Problem statement:
Lines from the records below that contain the word "commit" are to be copied out.

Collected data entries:

★ ★ ★ ★ ★ ★ ★

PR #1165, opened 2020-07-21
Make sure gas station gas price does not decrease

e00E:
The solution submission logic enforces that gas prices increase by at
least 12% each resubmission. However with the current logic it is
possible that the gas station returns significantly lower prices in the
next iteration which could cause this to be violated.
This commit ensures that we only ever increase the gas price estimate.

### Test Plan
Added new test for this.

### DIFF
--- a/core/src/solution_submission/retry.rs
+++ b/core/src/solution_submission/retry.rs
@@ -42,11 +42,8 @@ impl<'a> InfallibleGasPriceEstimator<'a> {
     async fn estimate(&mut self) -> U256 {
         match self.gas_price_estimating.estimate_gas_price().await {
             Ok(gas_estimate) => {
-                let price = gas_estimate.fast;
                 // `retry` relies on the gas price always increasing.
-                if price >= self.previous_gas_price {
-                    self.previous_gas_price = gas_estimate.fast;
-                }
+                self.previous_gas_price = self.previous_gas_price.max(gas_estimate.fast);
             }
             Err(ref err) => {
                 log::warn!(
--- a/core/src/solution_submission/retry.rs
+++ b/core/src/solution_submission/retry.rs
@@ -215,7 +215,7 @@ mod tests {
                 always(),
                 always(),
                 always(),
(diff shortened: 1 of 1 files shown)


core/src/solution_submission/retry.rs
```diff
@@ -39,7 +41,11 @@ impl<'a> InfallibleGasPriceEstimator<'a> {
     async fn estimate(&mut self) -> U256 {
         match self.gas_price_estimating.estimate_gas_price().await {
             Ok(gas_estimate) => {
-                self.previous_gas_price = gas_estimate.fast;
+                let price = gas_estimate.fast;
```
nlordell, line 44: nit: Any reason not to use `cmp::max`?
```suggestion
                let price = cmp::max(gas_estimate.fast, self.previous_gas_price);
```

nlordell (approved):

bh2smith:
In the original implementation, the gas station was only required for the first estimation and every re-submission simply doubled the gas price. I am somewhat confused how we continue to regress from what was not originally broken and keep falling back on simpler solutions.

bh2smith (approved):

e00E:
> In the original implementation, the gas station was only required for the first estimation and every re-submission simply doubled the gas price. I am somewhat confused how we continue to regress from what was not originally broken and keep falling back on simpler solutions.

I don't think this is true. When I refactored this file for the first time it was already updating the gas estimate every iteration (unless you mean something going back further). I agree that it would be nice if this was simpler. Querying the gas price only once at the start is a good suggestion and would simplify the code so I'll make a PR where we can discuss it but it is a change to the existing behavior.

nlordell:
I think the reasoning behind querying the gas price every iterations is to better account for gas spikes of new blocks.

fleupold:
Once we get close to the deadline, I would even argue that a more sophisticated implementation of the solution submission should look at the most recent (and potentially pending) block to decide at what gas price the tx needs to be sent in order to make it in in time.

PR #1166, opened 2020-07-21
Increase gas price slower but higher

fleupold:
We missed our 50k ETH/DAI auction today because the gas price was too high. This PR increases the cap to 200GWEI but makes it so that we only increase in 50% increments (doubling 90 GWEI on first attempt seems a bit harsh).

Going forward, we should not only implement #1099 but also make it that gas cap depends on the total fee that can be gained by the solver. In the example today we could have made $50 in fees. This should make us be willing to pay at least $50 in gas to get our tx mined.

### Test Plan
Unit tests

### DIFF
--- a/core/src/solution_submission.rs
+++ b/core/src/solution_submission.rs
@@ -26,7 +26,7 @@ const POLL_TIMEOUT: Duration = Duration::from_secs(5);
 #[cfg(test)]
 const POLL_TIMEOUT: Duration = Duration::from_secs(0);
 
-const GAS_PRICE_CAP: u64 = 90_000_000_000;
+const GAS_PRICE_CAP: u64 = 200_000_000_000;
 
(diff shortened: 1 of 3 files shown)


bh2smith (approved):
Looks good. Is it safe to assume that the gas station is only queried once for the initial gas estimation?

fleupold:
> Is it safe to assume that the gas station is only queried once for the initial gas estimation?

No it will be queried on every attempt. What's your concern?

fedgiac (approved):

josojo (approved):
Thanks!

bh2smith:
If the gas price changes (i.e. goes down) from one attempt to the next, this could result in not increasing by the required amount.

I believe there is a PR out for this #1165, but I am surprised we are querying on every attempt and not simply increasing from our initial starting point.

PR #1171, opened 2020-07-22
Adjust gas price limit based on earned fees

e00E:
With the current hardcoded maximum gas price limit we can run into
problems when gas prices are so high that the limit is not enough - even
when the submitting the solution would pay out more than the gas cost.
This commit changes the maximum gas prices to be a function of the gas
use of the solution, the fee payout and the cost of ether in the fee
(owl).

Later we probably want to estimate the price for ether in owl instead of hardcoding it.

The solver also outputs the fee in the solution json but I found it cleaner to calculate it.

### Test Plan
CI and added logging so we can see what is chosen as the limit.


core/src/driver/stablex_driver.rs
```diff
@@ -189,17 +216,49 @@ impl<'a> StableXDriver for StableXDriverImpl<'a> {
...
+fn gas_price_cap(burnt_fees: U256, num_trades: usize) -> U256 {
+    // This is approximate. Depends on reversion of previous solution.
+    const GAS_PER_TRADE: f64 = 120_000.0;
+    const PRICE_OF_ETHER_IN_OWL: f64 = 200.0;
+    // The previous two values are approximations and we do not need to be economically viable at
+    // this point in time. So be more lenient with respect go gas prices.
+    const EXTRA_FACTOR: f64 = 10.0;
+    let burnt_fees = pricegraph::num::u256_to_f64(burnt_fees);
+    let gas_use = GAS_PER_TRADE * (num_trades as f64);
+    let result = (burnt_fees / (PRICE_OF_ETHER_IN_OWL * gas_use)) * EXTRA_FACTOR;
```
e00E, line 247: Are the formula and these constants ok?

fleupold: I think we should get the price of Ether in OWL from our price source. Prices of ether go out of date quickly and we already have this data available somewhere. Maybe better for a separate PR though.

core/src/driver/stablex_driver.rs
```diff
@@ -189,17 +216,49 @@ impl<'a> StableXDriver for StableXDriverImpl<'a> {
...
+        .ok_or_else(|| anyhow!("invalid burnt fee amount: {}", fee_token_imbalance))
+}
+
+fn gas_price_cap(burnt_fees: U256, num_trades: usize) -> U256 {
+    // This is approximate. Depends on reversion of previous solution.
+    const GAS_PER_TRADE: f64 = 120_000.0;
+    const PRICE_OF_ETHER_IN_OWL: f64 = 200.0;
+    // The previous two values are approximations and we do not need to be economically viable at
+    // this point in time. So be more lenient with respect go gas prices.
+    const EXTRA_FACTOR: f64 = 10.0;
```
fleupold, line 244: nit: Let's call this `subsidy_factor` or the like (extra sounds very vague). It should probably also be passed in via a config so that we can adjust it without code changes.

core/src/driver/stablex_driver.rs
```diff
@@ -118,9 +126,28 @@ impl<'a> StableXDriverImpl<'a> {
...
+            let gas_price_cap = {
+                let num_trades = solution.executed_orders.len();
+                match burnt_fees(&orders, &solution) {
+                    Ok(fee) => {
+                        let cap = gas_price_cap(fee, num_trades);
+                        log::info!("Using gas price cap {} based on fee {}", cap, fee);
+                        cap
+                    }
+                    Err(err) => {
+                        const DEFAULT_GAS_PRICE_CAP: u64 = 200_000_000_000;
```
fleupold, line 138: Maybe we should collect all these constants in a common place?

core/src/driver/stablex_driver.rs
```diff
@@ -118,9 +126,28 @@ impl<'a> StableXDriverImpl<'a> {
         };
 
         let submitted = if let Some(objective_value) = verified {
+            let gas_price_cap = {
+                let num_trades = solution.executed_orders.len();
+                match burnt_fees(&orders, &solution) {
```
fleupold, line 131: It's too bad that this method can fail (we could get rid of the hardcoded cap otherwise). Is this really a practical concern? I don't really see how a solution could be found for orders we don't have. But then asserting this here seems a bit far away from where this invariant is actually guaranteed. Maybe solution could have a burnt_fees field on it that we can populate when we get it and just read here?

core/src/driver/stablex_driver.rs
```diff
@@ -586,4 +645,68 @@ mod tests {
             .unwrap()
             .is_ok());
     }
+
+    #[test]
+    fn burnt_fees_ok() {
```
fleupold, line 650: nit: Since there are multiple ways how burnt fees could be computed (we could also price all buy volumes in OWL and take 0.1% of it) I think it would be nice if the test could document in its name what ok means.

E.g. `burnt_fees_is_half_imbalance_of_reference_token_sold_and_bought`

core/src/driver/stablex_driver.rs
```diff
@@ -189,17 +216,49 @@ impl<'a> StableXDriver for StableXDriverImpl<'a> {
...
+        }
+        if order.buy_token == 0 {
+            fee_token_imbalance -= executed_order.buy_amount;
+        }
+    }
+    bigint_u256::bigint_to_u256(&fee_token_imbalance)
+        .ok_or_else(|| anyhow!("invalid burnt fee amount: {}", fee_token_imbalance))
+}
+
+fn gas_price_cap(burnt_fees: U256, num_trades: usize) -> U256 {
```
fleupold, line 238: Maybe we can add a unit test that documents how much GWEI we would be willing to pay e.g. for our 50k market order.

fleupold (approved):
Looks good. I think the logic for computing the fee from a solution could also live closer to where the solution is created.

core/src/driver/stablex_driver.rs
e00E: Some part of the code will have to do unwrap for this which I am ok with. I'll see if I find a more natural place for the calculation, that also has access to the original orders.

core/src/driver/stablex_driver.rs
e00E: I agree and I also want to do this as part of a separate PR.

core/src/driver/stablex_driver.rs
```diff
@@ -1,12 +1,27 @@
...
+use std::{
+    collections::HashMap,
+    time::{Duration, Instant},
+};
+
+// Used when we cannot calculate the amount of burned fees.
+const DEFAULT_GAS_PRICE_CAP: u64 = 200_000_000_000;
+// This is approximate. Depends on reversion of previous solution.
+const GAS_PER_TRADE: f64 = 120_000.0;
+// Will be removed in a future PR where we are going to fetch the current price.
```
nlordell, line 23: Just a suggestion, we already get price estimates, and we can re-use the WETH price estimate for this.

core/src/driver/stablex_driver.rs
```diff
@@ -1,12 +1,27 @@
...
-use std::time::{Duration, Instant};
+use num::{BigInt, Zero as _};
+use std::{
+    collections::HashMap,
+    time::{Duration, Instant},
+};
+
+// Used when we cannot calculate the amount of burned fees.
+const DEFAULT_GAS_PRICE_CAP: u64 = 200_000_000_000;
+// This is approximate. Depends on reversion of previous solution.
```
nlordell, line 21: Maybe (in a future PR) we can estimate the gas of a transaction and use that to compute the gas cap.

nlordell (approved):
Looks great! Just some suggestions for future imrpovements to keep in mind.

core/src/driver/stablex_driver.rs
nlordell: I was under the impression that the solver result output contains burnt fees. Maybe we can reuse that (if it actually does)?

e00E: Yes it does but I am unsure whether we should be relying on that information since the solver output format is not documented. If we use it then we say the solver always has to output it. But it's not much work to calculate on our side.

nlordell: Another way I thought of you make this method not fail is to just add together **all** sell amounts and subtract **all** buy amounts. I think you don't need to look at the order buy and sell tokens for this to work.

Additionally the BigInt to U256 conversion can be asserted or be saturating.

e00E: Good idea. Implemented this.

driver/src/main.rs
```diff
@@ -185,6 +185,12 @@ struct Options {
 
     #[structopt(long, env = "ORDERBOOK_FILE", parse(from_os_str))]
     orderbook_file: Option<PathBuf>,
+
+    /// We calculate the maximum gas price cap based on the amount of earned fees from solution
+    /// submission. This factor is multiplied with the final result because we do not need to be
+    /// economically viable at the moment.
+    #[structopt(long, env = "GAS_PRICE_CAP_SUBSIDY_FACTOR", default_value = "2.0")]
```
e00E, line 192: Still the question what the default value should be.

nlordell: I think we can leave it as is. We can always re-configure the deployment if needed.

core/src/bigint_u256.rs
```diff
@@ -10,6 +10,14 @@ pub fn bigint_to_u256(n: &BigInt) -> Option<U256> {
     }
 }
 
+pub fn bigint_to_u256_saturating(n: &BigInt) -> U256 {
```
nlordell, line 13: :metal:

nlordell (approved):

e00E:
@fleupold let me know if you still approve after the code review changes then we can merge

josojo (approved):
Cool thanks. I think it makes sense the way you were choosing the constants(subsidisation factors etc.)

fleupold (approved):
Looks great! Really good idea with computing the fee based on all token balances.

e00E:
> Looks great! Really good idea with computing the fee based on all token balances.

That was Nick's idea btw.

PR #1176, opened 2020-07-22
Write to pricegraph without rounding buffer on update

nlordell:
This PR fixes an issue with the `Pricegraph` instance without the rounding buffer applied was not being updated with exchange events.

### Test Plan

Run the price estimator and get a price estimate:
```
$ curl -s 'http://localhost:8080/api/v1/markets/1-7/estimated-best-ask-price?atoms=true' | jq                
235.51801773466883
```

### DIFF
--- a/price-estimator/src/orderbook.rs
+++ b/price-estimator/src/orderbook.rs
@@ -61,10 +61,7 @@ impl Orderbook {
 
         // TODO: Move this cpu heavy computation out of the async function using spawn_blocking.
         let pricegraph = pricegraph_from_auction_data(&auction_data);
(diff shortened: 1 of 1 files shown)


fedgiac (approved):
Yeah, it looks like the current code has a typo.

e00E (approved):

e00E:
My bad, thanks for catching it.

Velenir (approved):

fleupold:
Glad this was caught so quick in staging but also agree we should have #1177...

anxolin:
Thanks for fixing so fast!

★ ★ ★ ★ ★ ★ ★

Answer for this exercise:
This commit ensures that we only ever increase the gas price estimate.
This commit changes the maximum gas prices to be a function of the gas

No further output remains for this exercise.